PR #1209, opened 2024-04-25
modified poll level mode

adamg-86:
Added the option to poll at any teeth of the trigger wheel. This way you can use the stock cas in conjunction with a missing tooth trigger wheel to operate in sequential mode.  I know the config page 10 is not the best for the trigger settings but the page 4 is full. Please chime in to make the code better I am not a programmer, I just wanted to use my stock cas.

### DIFF
--- a/reference/speeduino.ini
+++ b/reference/speeduino.ini
@@ -1288,7 +1288,9 @@ page = 10
 
       oilPressureProtTime   = scalar, U08,    190, "seconds", 0.1, 0.0, 0.0, 25, 1
 
-      unused11_190_191      = array,  U08,    191,  [1], "RPM",  100.0,      0.0,  100,     25500,    0
+      PollLevelTeeth  = scalar,  U08,      191,  "",        1,      0,   1,      255,    1
+
+      ;unused11_190_191      = array,  U08,    191,  [1], "RPM",  100.0,      0.0,  100,     25500,    0
 
 ;Page 11 is the fuel map and axis bins only
 page = 11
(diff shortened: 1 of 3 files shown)


pazi88:
Have you checked how much this affects loop speeds on ie. 60-2 trigger pattern at high RPM? I remember that I left out option to select the primary trigger tooth for poll level, because it affected loop speeds too much for my liking.

adamg-86:
Good point. I tested it and it seems to have little to no effect on loop speed. 
First image is last firmware at 10 000RPM missing tooth 

image

Second image is with polling at 10 000RPM 
image

At 2500RPM same story about 900

I am using the polling only to achieve sync, and then it flip-flops between revolutionOne = 1 and revolutionOne = 0

Maybe I am missing something

speeduino/decoders.cpp
```diff
@@ -500,6 +500,15 @@ void triggerPri_missingTooth(void)
       {
         bool isMissingTooth = false;
 
+        if(( (currentStatus.hasSync == false) || (currentStatus.RPM < 2000)))
+        {
+          if ((configPage4.trigPatternSec == SEC_TRIGGER_POLL) && (configPage10.PollLevelTeeth > 1) && (toothCurrentCount == configPage10.PollLevelTeeth)) // at selected tooth check if the cam sensor is high or low in poll level mode
+          {          
+            if (configPage4.PollLevelPolarity == READ_SEC_TRIGGER()) { revolutionOne = 1; }
```
adbancroft, line 507: Isn't this the same as `revolutionOne = configPage4.PollLevelPolarity == READ_SEC_TRIGGER();`

speeduino/decoders.cpp
```diff
@@ -500,6 +500,15 @@ void triggerPri_missingTooth(void)
...
+            else { revolutionOne = 0; }
```
adbancroft, line 508: Isn't this the same as `revolutionOne = configPage4.PollLevelPolarity == READ_SEC_TRIGGER();` ?

reference/speeduino.ini
```diff
@@ -2060,7 +2062,8 @@ menuDialog = main
   TrigPattern       = "The type of input trigger decoder to be used."
   useResync         = "If enabled, sync will be rechecked once every full cycle from the cam input. This is good for accuracy, however if your cam input is noisy then this can cause issues."
   trigPatternSec    = "Cam mode/type also known as Secondary Trigger Pattern."
-  PollLevelPol      = "The level of the cam trigger input will be checked at tooth #1 and this defines if the level is supposed to be High or Low at 1st phase of the engine."
+  PollLevelPol      = "The level of the cam trigger input will be checked at tooth # and this defines if the level is supposed to be High or Low at 1st phase of the engine."
+  PollLevelTeeth    = "The crank teeth at witch the level of the cam trigger will be checked"
```
adbancroft, line 2066: "witch" -> "which"?

adamg-86: this makes it that you can choose at witch teeth you look a the cam signal. Not only at the first tooth. For example on a miata you can use a 36-1 crank wheel and the stock cas for sync if you look at a tooth that is low one revolution and high the other
Screenshot 2024-04-25 093810

PR #1212, opened 2024-05-09
Provide hook for developer local PIO configuration

adbancroft:
Occasionally I need to change the PIO configuration for testing or analysis purposes. It'd be useful to keep those changes, but they are only used by me so shouldn't be checked in. This leads to 2 possible problems:

1. Accidentally committing `platform.ini` as part of other changes
2. Changing `platform.ini` triggers my dev tooling (VS Code Git plugin) into showing `platform.ini` as changed (annoying)

This PR allows an extra PIO config file (`local.ini`) that is ignored by Git.

### DIFF
--- a/.gitignore
+++ b/.gitignore
@@ -27,3 +27,4 @@ speeduino.ino.cpp
 test/output_export.cpp
 misra/.results
 ~$*
+local.ini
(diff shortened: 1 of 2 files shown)


noisymime:
Great idea, I've nearly done the same thing myself once or twice.

PR #1215, opened 2024-05-22
Fix coil 6 declaration for STM32F407 SPECTRE board

VitorBoss:
Currently the coil 6 pin definition on STM32F407 SPECTRE board(case 60).

This is critical, user reported this issue kill his coil.

### DIFF
--- a/speeduino/init.cpp
+++ b/speeduino/init.cpp
@@ -2568,7 +2568,7 @@ void setPinMapping(byte boardID)
         // = PB4;  //(DO NOT USE FOR SPEEDUINO) SPI1_MISO FLASH CHIP
         // = PB5;  //(DO NOT USE FOR SPEEDUINO) SPI1_MOSI FLASH CHIP
         // = PB6;  //NRF_CE
-        // = PB7;  //NRF_CS
+        pinCoil6 = PB7;  //NRF_CS
         // = PB8;  //NRF_IRQ
         pinCoil2 = PB9; //
         // = PB9;  //


noisymime:
Just to check, is these needed for the other stm32 variants also? 

AS a 2nd question, are those variants even needed for this Spectre board?

VitorBoss:
No, this is a fix for the SPECTRE board only.
Which variants?

noisymime:
I just noticed under the Spectre board ID (60) in init that there were variants for `STM32F411`, `STM32F401` and `CORE_STM. This fix looks to be for `STM32F407` only?

VitorBoss:
Yes, the fix is a very simple missing definition, the F4x1 is there too because on TS there was just one STM32 board listed when I added F4x1 boards.
I'm adding another one, if you want I can separate them and add case 61 for F4x1 boards.

VitorBoss:
@noisymime Just to be clear, those definitions was added when I was adding support for those boards with @Tjeerdie and they stayed pretty much the same for the last 5 years.

noisymime:
> @noisymime Just to be clear, those definitions was added when I was adding support for those boards with @Tjeerdie and they stayed pretty much the same for the last 5 years.

That's fine, I just wanted to check whether you needed to define a `pinCoil6` for those use cases on this board as well. If not I'll merge this in.

VitorBoss:
The change is only for the F407 and it is ready to be merged, is a very simple change to be exactly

**WHAT TO WORK ON**
Each line of the listing is to be printed again, unchanged.

**YOUR RESPONSE**
PR #1209, opened 2024-04-25
modified poll level mode

adamg-86:
Added the option to poll at any teeth of the trigger wheel. This way you can use the stock cas in conjunction with a missing tooth trigger wheel to operate in sequential mode.  I know the config page 10 is not the best for the trigger settings but the page 4 is full. Please chime in to make the code better I am not a programmer, I just wanted to use my stock cas.

### DIFF
--- a/reference/speeduino.ini
+++ b/reference/speeduino.ini
@@ -1288,7 +1288,9 @@ page = 10
 
       oilPressureProtTime   = scalar, U08,    190, "seconds", 0.1, 0.0, 0.0, 25, 1
 
-      unused11_190_191      = array,  U08,    191,  [1], "RPM",  100.0,      0.0,  100,     25500,    0
+      PollLevelTeeth  = scalar,  U08,      191,  "",        1,      0,   1,      255,    1
+
+      ;unused11_190_191      = array,  U08,    191,  [1], "RPM",  100.0,      0.0,  100,     25500,    0
 
 ;Page 11 is the fuel map and axis bins only
 page = 11
(diff shortened: 1 of 3 files shown)


pazi88:
Have you checked how much this affects loop speeds on ie. 60-2 trigger pattern at high RPM? I remember that I left out option to select the primary trigger tooth for poll level, because it affected loop speeds too much for my liking.

adamg-86:
Good point. I tested it and it seems to have little to no effect on loop speed. 
First image is last firmware at 10 000RPM missing tooth 

image

Second image is with polling at 10 000RPM 
image

At 2500RPM same story about 900

I am using the polling only to achieve sync, and then it flip-flops between revolutionOne = 1 and revolutionOne = 0

Maybe I am missing something

speeduino/decoders.cpp
```diff
@@ -500,6 +500,15 @@ void triggerPri_missingTooth(void)
       {
         bool isMissingTooth = false;
 
+        if(( (currentStatus.hasSync == false) || (currentStatus.RPM < 2000)))
+        {
+          if ((configPage4.trigPatternSec == SEC_TRIGGER_POLL) && (configPage10.PollLevelTeeth > 1) && (toothCurrentCount == configPage10.PollLevelTeeth)) // at selected tooth check if the cam sensor is high or low in poll level mode
+          {          
+            if (configPage4.PollLevelPolarity == READ_SEC_TRIGGER()) { revolutionOne = 1; }
```
adbancroft, line 507: Isn't this the same as `revolutionOne = configPage4.PollLevelPolarity == READ_SEC_TRIGGER();`

speeduino/decoders.cpp
```diff
@@ -500,6 +500,15 @@ void triggerPri_missingTooth(void)
...
+            else { revolutionOne = 0; }
```
adbancroft, line 508: Isn't this the same as `revolutionOne = configPage4.PollLevelPolarity == READ_SEC_TRIGGER();` ?

reference/speeduino.ini
```diff
@@ -2060,7 +2062,8 @@ menuDialog = main
   TrigPattern       = "The type of input trigger decoder to be used."
   useResync         = "If enabled, sync will be rechecked once every full cycle from the cam input. This is good for accuracy, however if your cam input is noisy then this can cause issues."
   trigPatternSec    = "Cam mode/type also known as Secondary Trigger Pattern."
-  PollLevelPol      = "The level of the cam trigger input will be checked at tooth #1 and this defines if the level is supposed to be High or Low at 1st phase of the engine."
+  PollLevelPol      = "The level of the cam trigger input will be checked at tooth # and this defines if the level is supposed to be High or Low at 1st phase of the engine."
+  PollLevelTeeth    = "The crank teeth at witch the level of the cam trigger will be checked"
```
adbancroft, line 2066: "witch" -> "which"?

adamg-86: this makes it that you can choose at witch teeth you look a the cam signal. Not only at the first tooth. For example on a miata you can use a 36-1 crank wheel and the stock cas for sync if you look at a tooth that is low one revolution and high the other
Screenshot 2024-04-25 093810

PR #1212, opened 2024-05-09
Provide hook for developer local PIO configuration

adbancroft:
Occasionally I need to change the PIO configuration for testing or analysis purposes. It'd be useful to keep those changes, but they are only used by me so shouldn't be checked in. This leads to 2 possible problems:

1. Accidentally committing `platform.ini` as part of other changes
2. Changing `platform.ini` triggers my dev tooling (VS Code Git plugin) into showing `platform.ini` as changed (annoying)

This PR allows an extra PIO config file (`local.ini`) that is ignored by Git.

### DIFF
--- a/.gitignore
+++ b/.gitignore
@@ -27,3 +27,4 @@ speeduino.ino.cpp
 test/output_export.cpp
 misra/.results
 ~$*
+local.ini
(diff shortened: 1 of 2 files shown)


noisymime:
Great idea, I've nearly done the same thing myself once or twice.

PR #1215, opened 2024-05-22
Fix coil 6 declaration for STM32F407 SPECTRE board

VitorBoss:
Currently the coil 6 pin definition on STM32F407 SPECTRE board(case 60).

This is critical, user reported this issue kill his coil.

### DIFF
--- a/speeduino/init.cpp
+++ b/speeduino/init.cpp
@@ -2568,7 +2568,7 @@ void setPinMapping(byte boardID)
         // = PB4;  //(DO NOT USE FOR SPEEDUINO) SPI1_MISO FLASH CHIP
         // = PB5;  //(DO NOT USE FOR SPEEDUINO) SPI1_MOSI FLASH CHIP
         // = PB6;  //NRF_CE
-        // = PB7;  //NRF_CS
+        pinCoil6 = PB7;  //NRF_CS
         // = PB8;  //NRF_IRQ
         pinCoil2 = PB9; //
         // = PB9;  //


noisymime:
Just to check, is these needed for the other stm32 variants also? 

AS a 2nd question, are those variants even needed for this Spectre board?

VitorBoss:
No, this is a fix for the SPECTRE board only.
Which variants?

noisymime:
I just noticed under the Spectre board ID (60) in init that there were variants for `STM32F411`, `STM32F401` and `CORE_STM. This fix looks to be for `STM32F407` only?

VitorBoss:
Yes, the fix is a very simple missing definition, the F4x1 is there too because on TS there was just one STM32 board listed when I added F4x1 boards.
I'm adding another one, if you want I can separate them and add case 61 for F4x1 boards.

VitorBoss:
@noisymime Just to be clear, those definitions was added when I was adding support for those boards with @Tjeerdie and they stayed pretty much the same for the last 5 years.

noisymime:
> @noisymime Just to be clear, those definitions was added when I was adding support for those boards with @Tjeerdie and they stayed pretty much the same for the last 5 years.

That's fine, I just wanted to check whether you needed to define a `pinCoil6` for those use cases on this board as well. If not I'll merge this in.

VitorBoss:
The change is only for the F407 and it is ready to be merged, is a very simple change to be exactly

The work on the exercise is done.